Information below:

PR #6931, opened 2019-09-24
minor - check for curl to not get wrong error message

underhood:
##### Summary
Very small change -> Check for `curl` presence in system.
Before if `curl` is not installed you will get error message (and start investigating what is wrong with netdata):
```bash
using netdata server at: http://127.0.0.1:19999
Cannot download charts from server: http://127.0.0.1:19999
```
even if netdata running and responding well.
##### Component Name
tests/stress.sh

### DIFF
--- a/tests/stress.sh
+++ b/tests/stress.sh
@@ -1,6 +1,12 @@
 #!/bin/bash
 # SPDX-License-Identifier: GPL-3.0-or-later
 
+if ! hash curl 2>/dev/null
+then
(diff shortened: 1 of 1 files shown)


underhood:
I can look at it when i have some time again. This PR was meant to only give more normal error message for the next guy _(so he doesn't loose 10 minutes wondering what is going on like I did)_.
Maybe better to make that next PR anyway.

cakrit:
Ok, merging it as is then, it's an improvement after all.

End of Information.
Information below:

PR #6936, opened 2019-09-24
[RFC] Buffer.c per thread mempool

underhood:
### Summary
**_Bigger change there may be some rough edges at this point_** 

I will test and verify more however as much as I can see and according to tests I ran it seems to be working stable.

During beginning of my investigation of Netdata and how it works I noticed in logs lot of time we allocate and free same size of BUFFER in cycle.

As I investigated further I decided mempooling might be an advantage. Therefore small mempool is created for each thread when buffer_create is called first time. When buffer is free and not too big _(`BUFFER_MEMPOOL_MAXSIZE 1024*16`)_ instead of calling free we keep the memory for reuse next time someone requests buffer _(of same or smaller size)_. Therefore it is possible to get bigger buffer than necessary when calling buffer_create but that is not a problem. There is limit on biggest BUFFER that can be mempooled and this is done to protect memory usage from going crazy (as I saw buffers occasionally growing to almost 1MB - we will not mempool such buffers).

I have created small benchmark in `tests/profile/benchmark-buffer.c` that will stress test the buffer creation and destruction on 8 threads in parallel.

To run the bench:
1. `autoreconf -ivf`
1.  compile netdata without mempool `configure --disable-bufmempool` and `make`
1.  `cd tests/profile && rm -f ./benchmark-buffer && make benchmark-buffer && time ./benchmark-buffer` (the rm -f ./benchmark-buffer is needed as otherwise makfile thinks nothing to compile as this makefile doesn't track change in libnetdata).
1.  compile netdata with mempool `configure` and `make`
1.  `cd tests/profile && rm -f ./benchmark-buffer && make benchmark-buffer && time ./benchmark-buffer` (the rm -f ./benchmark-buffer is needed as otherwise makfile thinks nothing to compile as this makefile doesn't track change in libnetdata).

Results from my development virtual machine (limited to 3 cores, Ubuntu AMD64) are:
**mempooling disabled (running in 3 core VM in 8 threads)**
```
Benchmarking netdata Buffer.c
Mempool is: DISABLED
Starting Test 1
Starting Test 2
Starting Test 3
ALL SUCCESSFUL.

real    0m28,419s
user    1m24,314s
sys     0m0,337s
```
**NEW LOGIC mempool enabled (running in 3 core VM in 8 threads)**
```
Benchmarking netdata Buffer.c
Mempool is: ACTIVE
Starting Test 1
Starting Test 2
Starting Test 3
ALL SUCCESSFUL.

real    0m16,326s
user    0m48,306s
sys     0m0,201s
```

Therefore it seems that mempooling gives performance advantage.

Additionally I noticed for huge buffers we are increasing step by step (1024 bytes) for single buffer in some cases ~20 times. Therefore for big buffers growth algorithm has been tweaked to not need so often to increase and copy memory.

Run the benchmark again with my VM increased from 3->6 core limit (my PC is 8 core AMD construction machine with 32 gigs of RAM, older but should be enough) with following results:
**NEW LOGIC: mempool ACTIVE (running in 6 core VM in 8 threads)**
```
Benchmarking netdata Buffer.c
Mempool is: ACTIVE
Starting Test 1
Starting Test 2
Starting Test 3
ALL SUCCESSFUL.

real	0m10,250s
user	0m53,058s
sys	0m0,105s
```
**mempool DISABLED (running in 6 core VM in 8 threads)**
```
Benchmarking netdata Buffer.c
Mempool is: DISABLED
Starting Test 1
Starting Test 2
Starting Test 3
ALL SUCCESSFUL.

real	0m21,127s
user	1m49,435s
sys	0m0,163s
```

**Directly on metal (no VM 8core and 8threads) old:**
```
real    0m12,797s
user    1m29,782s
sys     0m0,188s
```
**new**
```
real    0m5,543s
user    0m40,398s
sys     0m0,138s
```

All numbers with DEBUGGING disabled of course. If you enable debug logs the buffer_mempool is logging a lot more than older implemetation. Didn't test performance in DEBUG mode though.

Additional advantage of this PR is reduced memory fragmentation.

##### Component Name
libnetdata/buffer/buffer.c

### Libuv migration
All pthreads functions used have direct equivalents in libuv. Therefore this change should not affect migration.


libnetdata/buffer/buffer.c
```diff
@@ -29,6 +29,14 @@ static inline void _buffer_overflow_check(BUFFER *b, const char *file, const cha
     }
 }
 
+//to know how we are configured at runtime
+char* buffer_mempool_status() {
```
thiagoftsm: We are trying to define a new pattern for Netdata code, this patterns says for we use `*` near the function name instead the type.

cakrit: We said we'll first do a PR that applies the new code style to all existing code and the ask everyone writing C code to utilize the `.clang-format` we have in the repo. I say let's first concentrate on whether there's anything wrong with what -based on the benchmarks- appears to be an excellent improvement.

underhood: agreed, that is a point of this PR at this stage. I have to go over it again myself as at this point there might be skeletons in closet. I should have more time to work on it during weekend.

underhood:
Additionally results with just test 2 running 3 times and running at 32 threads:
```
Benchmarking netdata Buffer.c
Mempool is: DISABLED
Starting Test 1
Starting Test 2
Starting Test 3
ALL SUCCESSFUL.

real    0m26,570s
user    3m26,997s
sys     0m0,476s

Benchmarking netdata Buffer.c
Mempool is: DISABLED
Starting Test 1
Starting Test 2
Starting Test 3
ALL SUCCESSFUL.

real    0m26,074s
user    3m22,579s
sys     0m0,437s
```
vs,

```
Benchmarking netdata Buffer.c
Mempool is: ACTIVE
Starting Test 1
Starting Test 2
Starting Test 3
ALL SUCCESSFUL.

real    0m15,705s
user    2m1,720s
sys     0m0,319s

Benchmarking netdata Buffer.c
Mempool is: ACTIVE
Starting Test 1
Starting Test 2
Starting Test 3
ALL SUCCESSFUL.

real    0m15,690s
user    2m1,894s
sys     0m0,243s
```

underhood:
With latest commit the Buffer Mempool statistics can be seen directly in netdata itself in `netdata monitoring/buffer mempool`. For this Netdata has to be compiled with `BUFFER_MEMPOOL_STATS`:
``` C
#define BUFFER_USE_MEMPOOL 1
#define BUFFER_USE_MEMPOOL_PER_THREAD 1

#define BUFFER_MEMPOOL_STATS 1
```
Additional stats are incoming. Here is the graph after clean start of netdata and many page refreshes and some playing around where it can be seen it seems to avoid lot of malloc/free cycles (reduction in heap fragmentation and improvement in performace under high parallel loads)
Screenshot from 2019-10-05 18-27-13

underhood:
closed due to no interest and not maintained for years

End of Information.

- Directions for this task: Retype only this portion of the data above: the line containing "Screenshot from 2019-10-05 18-27-13", the line containing "closed due to", and all lines between them, exactly.

- Answer section:
Screenshot from 2019-10-05 18-27-13

underhood:
closed due to no interest and not maintained for years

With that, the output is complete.